The four travelers say moving around the country wasn’t difficult. Almost everywhere they went someone spoke English and much of the country dresses like Westerners do, although there were places where the women had to wear burkas to cover their hair and face.

“The country seemed pretty modern,” Wagner noted. “There wasn’t any dress codes and the buildings were very modern and cosmopolitan.”

Interestingly Abu Dhabi’s population is 8 million, but of those, only 20 percent are native residents. The country imports many workers from Europe, the Philippines, Pakistan or Thailand.

Josh sandboards on a dune while Kari looks on during their desert safari trip. Photo courtesy (Webster) Reporter & Farmer

Josh Wagner of the Roslyn-Eden area sandboards on a dune while Karli Opitz looks on during their desert safari trip in the United Arab Emirates in December 2012. Photo courtesy (Webster) Reporter & Farmer

The group said the food wasn’t too bad, noting there was no shortage of American fast food with almost every franchise available.

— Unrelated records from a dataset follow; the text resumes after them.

Issue #852, opened 2025-01-07
improve split panel


hamed-musallam:
1. Add an `interactionKind` Property
- Current issue:
When a user interacts with the splitter (e.g., clicks the "..." button), the closed property no longer controls the panel's open/close state.

- Proposed solution:
Introduce an optional property called `interactionKind`, which can take one of two values:
    1- forced: Ensures the panel behavior is fully controlled programmatically.
    2- undefined: Allows default behavior without restrictions.

2. Refactor the `closed` property:
- Current issue:
The closed property is overloaded with two types of values:
Boolean: Directly controls whether the panel is open or closed.
String: Represents a size threshold for automatic closing.

- Proposed solution:
The closed property should only accept a boolean value for controlling the open/close state.
Introduce a new property (e.g.,  `closeThreshold`) to handle automatic closure based on panel size.

3. Add an `onClose` Callback:
- Current issue:
When using the size threshold for automatic closing, there’s no way to track whether the panel is currently closed.

- Proposed solution:
Add an `onClose` callback function that triggers whenever the panel is closed, regardless of whether it was closed manually or automatically.

4. Improve automatic close behavior:
 - The automatic closing feature should always be active, based on the `closeThreshold`. I think we need to differentiate between two scenarios:
        1- User Interaction: When the user changes the panel size using the "..." button.
        2- Container Resizing: If the container size causes the panel to shrink below the threshold, it should automatically close.

- https://github.com/cheminfo/nmrium/pull/3318

stropitek:
> 1. Add an `interactionKind` Property
> 
> * Current issue:
>   When a user interacts with the splitter (e.g., clicks the "..." button), the closed property no longer controls the panel's open/close state.
> * Proposed solution:
>   Introduce an optional property called `interactionKind`, which can take one of two values:
>   1- forced: Ensures the panel behavior is fully controlled programmatically.
>   2- undefined: Allows default behavior without restrictions.

I prefer that we use this typical react pattern:
- If the property is undefined, it is uncontrolled (which means automatically controlled by the component)
- If the property is defined, it is controlled. We must introduce a callback prop (something like `onClosedChange`) which is called when we click the separator or when the closed value changes for any other reason (like the example with the `closeThreshold`).
- The component is not supposed to switch from being uncontrolled to controlled and vice versa (print a warning if that happens).

> 2\. Refactor the `closed` property:

SGTM


> 3\. Add an `onClose` Callback:

[...]

PR #862, opened 2025-02-19
feat: improve split panel

stropitek:
Commit message:
```
feat: rework SplitPane API

Refactor the SplitPane API to be more consistent and idiomatic.
Make the `open` and `size` state of the component controllable.

BREAKING CHANGE: The `onToggle` prop has been renamed to `onOpenChange`
and receives true when the split pane opens (previously received false). 
Contrary to the previous onToggle, onOpenChange is called in any
circumstance when the split pane state changes, for example also when it
automatically closes after it reaches the `closeThreshold` size.
The original behavior of the `closed` and `size` props has changed.
Their behavior were a mix of a control value prop and default value prop
for internally managed state.
There is now a clear separation between control props (`open` and `size`)
and default value props `defaultOpen` and `defaultSize`.
For example for the open state you should either:
- Use `open` to control if the SplitPane is open or not, and `onOpenChange` to react to changes. Using `defaultOpen` will have no effect.
- Use `defaultOpen` to set the initial value (only affects first render), with state changes being handled internally by the component.
If you used `closed` with a number, use the new `closeThreshold` prop instead.


Closes: https://github.com/zakodium-oss/react-science/issues/852
```

Closes: https://github.com/zakodium-oss/react-science/issues/852


src/components/split-pane/SplitPane.tsx
```diff
@@ -111,48 +134,42 @@ export function SplitPane(props: SplitPaneProps) {
...
+      setSize(serialized);
+      onSizeChange?.(serialized);
     },
     onResize,
   });
 
-  // eslint-disable-next-line @typescript-eslint/ban-ts-comment
-  // @ts-ignore Module exists.
+  // @ts-expect-error I do not understand why there is a TS error here.
   const rootSize = useResizeObserver<HTMLDivElement>();
```
stropitek, line 145: @targos could you have a look. I don't understand why there is an error.

src/components/split-pane/SplitPane.tsx
```diff
@@ -111,48 +134,42 @@ export function SplitPane(props: SplitPaneProps) {
...
+      const serialized = serializeSize(value);
+      setSize(serialized);
+      onSizeChange?.(serialized);
     },
     onResize,
   });
 
-  // eslint-disable-next-line @typescript-eslint/ban-ts-comment
-  // @ts-ignore Module exists.
+  // @ts-expect-error I do not understand why there is a TS error here.
```
stropitek, line 144: @targos could you have a look?

I don't understand why there is an error.

targos: I don't understand either, but this is why I used `@ts-ignore` in this case.

src/components/utils/controlled_or_internal_state.ts
```diff
@@ -0,0 +1,49 @@
...
+    if (value === undefined && previousValue !== undefined) {
+      // eslint-disable-next-line no-console
+      console.warn(
+        `SplitPane: "${name}" prop changes from being controlled to being uncontrolled. This may lead to unexpected behavior.`,
+      );
+    }
+  }, [value, previousValue, name]);
+}
+
+export function useControlledOrInternalState<T>(
```
targos, line 31: In another project, we depend on `@radix-ui/react-use-controllable-state`. Have you considered it?

src/components/utils/controlled_or_internal_state.ts
```diff
@@ -0,0 +1,49 @@
+import { useCallback, useEffect, useRef, useState } from 'react';
+
+function usePrevious<T>(value: T) {
+  const ref = useRef<T>(value);
+
+  useEffect(() => {
+    ref.current = value;
+  }, [value]);
+
+  return ref.current;
```
targos, line 10: This is forbidden by React (and I think incompatible with React 19 or the React Compiler).

targos (approved):
Behavior and API LGTM

src/components/utils/controlled_or_internal_state.ts
stropitek: I had a vague memory about it but did not know where to look for.
I will try to use that.

src/components/utils/controlled_or_internal_state.ts
stropitek: I removed that part after using the suggestion radix-ui hook.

They did take high tea at the Emirates Grand Palace Hotel where $100 got you several finger sandwiches and a couple of cups of tea. The going rate for a room in this seven-star hotel was $2,300 a night. They say most locals eat a lot of lamb, chicken and humus, but found their grocery stores not too much different from their American counterparts, although almost every item had a country of origin label on it.

One place they hoped to visit but couldn’t was Andrea’s school. From what they learned, the public schools segregate kids by gender, and the students spend half the day getting traditional subjects like English, science and math while the other half-day is devoted to Muslim teachings and language.

Overall, the foursome felt Abu Dhabi is a clean, safe and well-planned city.

Asked what their favorite experiences were, Art and Josh said the grand mosque, while Karli said probably the water park or the camel ride.

All four say the trip was worthwhile, although none of them said they plan to return anytime soon.